Sunday March 29, 2020

Plucking the Genda Phool, twice!

Posted by Karthik

Back in 2009, A.R.Rahman had a song called ‘Genda Phool’ in his iconic soundtrack for Delhi 6. The song was credited as “Courtesy: Raghubir Yadav” even in Delhi 6’s CD. From what I gather, the original song that goes,
“Saas Gari Deve,
Nanad Muhaan Leve,
Devar Babu Mor…
…Karaar Genda Phool”
…was supposed to have been written by a Chhattisgarh poet named Gangaram Shivarey and the music composed by another Chhattisgarh composer named Bhulwaram Yadav. The song describes a bride’s perspective in her new home and the marigold flower becomes a motif to weave in her marriage and her two families. Bhulwaram Yadav had supposedly taught the song to the Joshi sisters (Rekha, Rama and Prabha) who sang it in public concerts, to a rousing welcome. HMV/Saregama released it commercially and it became a popular song on radio and at weddings.

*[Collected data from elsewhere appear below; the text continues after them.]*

PR #2135, opened 2026-09-11
feat(clawinsight): add admin controls and enable improvement status advancement

ZhaosenLin:
## Problem

The Insight Center improvement lifecycle could not be driven from either side.

**Owner side.** `markHandled` only wrote the verification handoff for governance sources, so a manually
created (`USER_SELECTED`) improvement kept `verificationStatus=NOT_STARTED` with no `handledAt` and could
never reach the Agent verification queue. The `ACTIVE` + manual action-type branch of the detail drawer also
offered only 进入 Bot 修复 / 驳回, so an Owner who had already fixed the problem had no way to declare it.

**Admin side.** The admin surface shipped the whole contract — `req.isAdmin`/`isLogAdmin`/`isBenchAdmin`/
`isClawEvolveAdmin`/`isSuperAdmin` on the request type, every consumer (`requireAdmin`, workflow access,
bench, evolve, repair), the management web views, the `clawweb_admin_users` table and the `auth.admin*`
config keys — but nothing ever set those flags, so every `/api/insight/v1/admin/**` call answered `401` and
the management perspective was unreachable in an Avernet-only deployment. The internal identity providers and
the roster live in the closed composition (OCB: `@ocb/clawweb-archive`, `@ocb/access-admin`,
`internal/configs`), so the open version needs its own binding.

**Around it.** The admin state machine offered targets the server rejects (`待修复` from a non-archived item
always returned `409`, `已完成` was missing required fields, `已归档` went through the owner-scoped
endpoint). The app stylesheet declared only the workflow module as a Tailwind source while the
clawinsight/clawevolve sources resolve through `node_modules`, which automatic content detection skips — so
the Insight Center rendered without its cards, field grids and badges.

## Solution

**Owner side**
- Write the `用户已处理` governance event and the `PENDING` verification block for every source type, matching
  `listVerificationCandidates`, which selects by `handledAt`.
- Offer `我已自行修复，开始验收` on the `ACTIVE` + manual branch, mirroring the auto-repair branch and the
  existing `IN_PROGRESS` action.

**Admin side**
- Port the roster and identity chain into the open packages: `AdminUserRepository` (dynamic roster plus
  idempotent YAML seeding into `clawweb_admin_users`) and `adminAuthMiddleware` (identity candidates from
  `X-User-Id`, the `staff_id` cookie and the `IAM_TOKEN` `sno`/`sub` claims; cumulative role flags; the
  roster first with the configured lists as fallback; a loopback request carrying the dev user stays an
  admin so a local run needs no configuration, while a request without an identity is still rejected).
- Add `GET /api/auth/me` so the web client can learn the resolved identity and its roles.
- List only the state-machine transitions the server accepts for the current status (`ACTIVE → 系统验收`,
  `ARCHIVED → 待修复`) and hide the panel when there is none; span it across the action row.
- Deliberately not ported: the internal identity providers (Antbuservice, Asfagent, TERN), the hardcoded
  super-admin staff id and the `/api/admin-users` CRUD router. `isSuperAdmin` now follows the roster, and
  deployments designate admins through `auth.admins` / the roster.

**Earlier work in this branch**
- One-time admin execution / auto-approval endpoints for improvement items, with the repair runtime and admin
  review queue wired to them.
- Admin state-machine controls in the improvement detail drawer, repair-record links routed to the repair
  detail view, and the admin resolved API typing fixed.

**Styling**
- Declare the clawinsight and clawevolve module source directories for Tailwind (69 kB → 103 kB of previously
  missing utilities).

## Validation

- `@avernet/clawinsight`: 632 tests pass (new cases cover the Owner manual mark-handled action, the admin
  state-machine advance, the status-specific option list and hiding the panel when no transition applies).
- `@avernet/clawweb`: 15 tests pass (10 new: cumulative role flags, roster-over-config precedence, fallback
  when the roster read fails, `IAM_TOKEN` `sno`/`sub` matching, the loopback dev admin, dev mode, cookie
  identity precedence, the `prod` rejection).
- `@avernet/clawweb-shared`: 1 test passes. All three workspaces build clean.
- Manual end-to-end against a locally started public runner (`profile=public`, SQLite) in a real browser with
  no stubs: the Owner flow advanced an `ACTIVE` item to 自动验收中; the admin flow advanced another one
  through 管理视角 → 系统验收 and wrote `[管理员已处理] … [自动验证] 状态：PENDING`; an archived item offers
  only 待修复. The local items were restored to their pre-check state afterwards.
- Pre-push gate on the pushed range: plaintext secret scan passed, lint-only mode. The full coverage and
  Singlebox gates were not run locally.

## Compatibility and risk

- Additive: no contract, schema or migration change. `clawweb_admin_users` already existed; the middleware,
  repository and route are new files, and `resolveAdminConfig()` now delegates to the new
  `resolveAdminConfigFrom()` so there is a single normalization path.
- Access control: the public runner binds to `127.0.0.1` and roles come from an explicitly configured roster.
  A loopback request carrying the dev user is an admin by design, matching the internal middleware rule;
  a deployment that exposes the runner must list its admins in `auth.admins`. No credential or internal staff
  identifier is introduced.
- Known gaps left open deliberately: the `已完成` and `已归档` state-machine targets still need a server-side
  decision (required verification fields and an admin-scoped status endpoint respectively), and
  `/api/admin-users` remains unported.
- Rollback: revert the branch. The seeding is idempotent and leaves runtime grants untouched, so no data
  cleanup is required.


3h-william (dismissed):
ok

3h-william (approved):
ok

There is no credit to any of the original artists in Delhi 6’s CD or the film.

(PS: The Delhi 6 CD is one of the best designed that I have ever owned! The entire CD design is a labor of love!)

T-series’ 2011 YouTube upload of Genda Phool:

T-series’ 2011 YouTube upload of Genda Phool (remix):

Cut to 2020!

On March 25, 2020, as if it had astronomical significance, T-series decided to re-upload Delhi 6’s Genda Phool again. Exactly on March 25, 2020.

Why March 25th?

Because Sony Music was slated to release a new song called Genda Phool, featuring Badshah and Payal Dev.

So it was obvious that T-series was up to its old tricks again. In the 90s, T-series was notorious for getting Anuradha Paudwal to re-sing (cover versions) famous songs from other music labels and release the duplicate versions through audio cassettes with dirt-cheap prices. This used a loophole in the copyright law in India at that time.

What T-series did on March 25, 2020 was a new-age version of that tactic. The timing was to use the search interest for the term ‘genda phool’. If you see the 2-digit million views for Badshah’s new song, you know what is at stake!

Now, incredibly ironically, Badshah’s song is based on a folk song too, and has been poorly credited, just like Rahman’s cover version.

The original of Badshah’s cover version is of Bangla origin.

The credit to the original was missing when the song was first released by Sony Music.

They eventually added a weak line to give credit to the original lyrics, but not the music, which is credited to Badshah alone.